In the late 1950s a German biologist friend of mine asked me if I knew who
the most influential Catholic theologian was. I mumbled some response, and he
said, no, it was Karl Rahner. Rahner was like a consummate poet who could
express his/her thoughts and feelings within particular structures. I think of
Shakespeare and his exquisite sonnets. Rahner’s sonnet structure was the
official teaching of the Catholic Church. He placed all the statements of
Tradition within a greatly expanded context and analyzed and related the issues
with such acumen and insight that time and again ancient claims made sense in
the contemporary world.
For example, Rahner expanded the rather static medieval doctrine of grace so
that it no longer was held captive by the Augustinian narrowness which condemned
the great majority of the world as a massa damnata — and seduced
Calvin and much of Protestantism into the same abyss. For Rahner, grace was not
just something offered to an elect on the level of their making a conscious
commitment to Christ. Grace abounded everywhere; it existed on the pre-conscious
level for everyone, so that there was no “nature” without grace. The
two were completely congruent. We humans need to respond to God’s
ubiquitous grace, and if we are so fortunate as to learn about Jesus and the
Catholic Church, then more will be accordingly expected.
Pedro Arrupe, the first Basque since Ignatius to head the Jesuits, was novice
master just three miles from Hiroshima on August 6 1945. He and his students
walked into and worked to save lives in the midst of that horror. Subsequently
he was asked to lecture on Hiroshima around the world, and eventually was
elected the Jesuit General in 1965, the final year of Vatican Council II, that
great watershed even in Catholic, and indeed, world, history.
Arrupe carried Ignatius’s Humanism another step further by committing
the Jesuits world-wide to putting the Vatican II Constitution on the Church
in the Modern World into practice, and not just on an individual basis.

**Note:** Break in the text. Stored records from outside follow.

PR #616, opened 2021-08-08
Pass pratt parsed token to expr parser functions to fix expr locus

philberty:
Before gccrs would generate the following error message:

return.rs:3:22: error: cannot ‘break’ outside of a loop
    3 |     let x = 5 - break return (16 + 2);
      |                      ^~~~~~~~~~~~~~~~~

Now we get:

return.rs:3:17: error: cannot ‘break’ outside of a loop
    3 |     let x = 5 - break return (16 + 2);
      |                 ^

### DIFF
--- a/gcc/rust/parse/rust-parse-impl.h
+++ b/gcc/rust/parse/rust-parse-impl.h
@@ -6586,7 +6586,7 @@ Parser<ManagedTokenSource>::parse_path_expr_segment ()
 template <typename ManagedTokenSource>
 AST::QualifiedPathInExpression
 Parser<ManagedTokenSource>::parse_qualified_path_in_expression (
-  bool pratt_parse)
+  const_TokenPtr pratt_parsed_token)
 {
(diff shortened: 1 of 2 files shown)


gcc/rust/parse/rust-parse-impl.h
```diff
@@ -6586,7 +6586,7 @@ Parser<ManagedTokenSource>::parse_path_expr_segment ()
 template <typename ManagedTokenSource>
 AST::QualifiedPathInExpression
 Parser<ManagedTokenSource>::parse_qualified_path_in_expression (
-  bool pratt_parse)
+  const_TokenPtr pratt_parsed_token)
```
CohenArthur, line 6589: @philberty I thought you said you wanted to merge the patch containing the Location and not the full Token?

philberty: Good point I got a bit confused when I raised the PR to review the patch. I will ask on the mailing list again.

PR #619, opened 2021-08-10
Rename CanonicalPath::is_error to is_empty

dkm:
`is_error` connotes that an error has been found or that the object is faulty.
It is possible to `create_empty` paths and pass them around. Having to use
`is_error` to test for valid emptiness can be misleading.


philberty (approved):

philberty:
Great work, I think you should be able to extract out the HIR lowering piece as well as the backend codegen piece as 2 commits from your PR which should help isolate the review down to name and type resolution code.

PR #623, opened 2021-08-11
Add mappings for canonical paths

philberty:
We need to be able to lookup canonical paths in order
to do proper name mangling as well as give more meaning
full names to the GENERIC IR. This is important since
the gcc IR is flat and makes it hard to distinguish which function
is which, especially when modules support will be added.


philberty:
this should help with your module work @dkm so the gimple output should contain the canonical paths.

PR #631, opened 2021-08-14
Use builtin bool instead of creating new bool types for ComparisonExpr

dkm:
From Mark Wielaard : https://gcc.gnu.org/pipermail/gcc-rust/2021-August/000141.html 

> The TypeCheckExpr creates a new TyTy::BoolType for a
> ComparisonExpr. This new BoolType is unknown to TyTyResolveCompile
> which causes a crash when trying to compile the inferred new
> BoolType. Resolve this by looking up the builtin bool type.
> The new "bools_eq.rs" testcase uses several bools which show
> this issue.
> 
> Also the lhs and rhs types need to be compatible, but don't
> need to be bool type themselves. So don't append the reference
> to the inferred type. The existing "ifunaryexpr.rs" testcase
> will fail without this fix.

### DIFF
--- a/gcc/rust/typecheck/rust-hir-type-check-expr.h
+++ b/gcc/rust/typecheck/rust-hir-type-check-expr.h
@@ -630,10 +630,8 @@ public:
     if (result == nullptr || result->get_kind () == TyTy::TypeKind::ERROR)
       return;
 
-    // we expect this to be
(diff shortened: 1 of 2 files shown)


dkm:
bors try

dkm:
bors: merge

Rather, the commitment was to working for justice everywhere in the world,
including the corporate and societal structures. This expansion of Humanism into
societal structures was (is) controversial and found resistance both within and
outside of the Society. In fact, Arrupe experienced severe pressure from the
present pope, pushing him to write to all Jesuits that they were no longer to
publicly question a position taken by the papacy — part of John Paul II's
process of centralization and internal authoritarianism. Whether this resistance
and pressure contributed to his experiencing a crippling stroke in 1981 and his
subsequent resignation (the first General to resign)? It is hard to think that
it did not.
Modras exquisitely distills the heart of the several models he lifts up and
in the process excites the heart — which is precisely what Ignatius would
want him to do. He shows himself a consummate Humanist.
Leonard Swidler is professor of Catholic thought and interreligious dialogue at
Temple University in Philadelphia, and editor of The Journal of Ecumenical
Studies. He is the founder-director of the Center for Global Ethics, a leader of
interreligious dialogues in Africa and Asia, and the founder of the Association
for the Rights of Catholics in the Church. He has edited or authored more than
50 books – among them a hugely relevant work called Toward a Catholic
Constitution, a study that shows how a constitutional government for the
Church at every level can help bring accountability to the Church.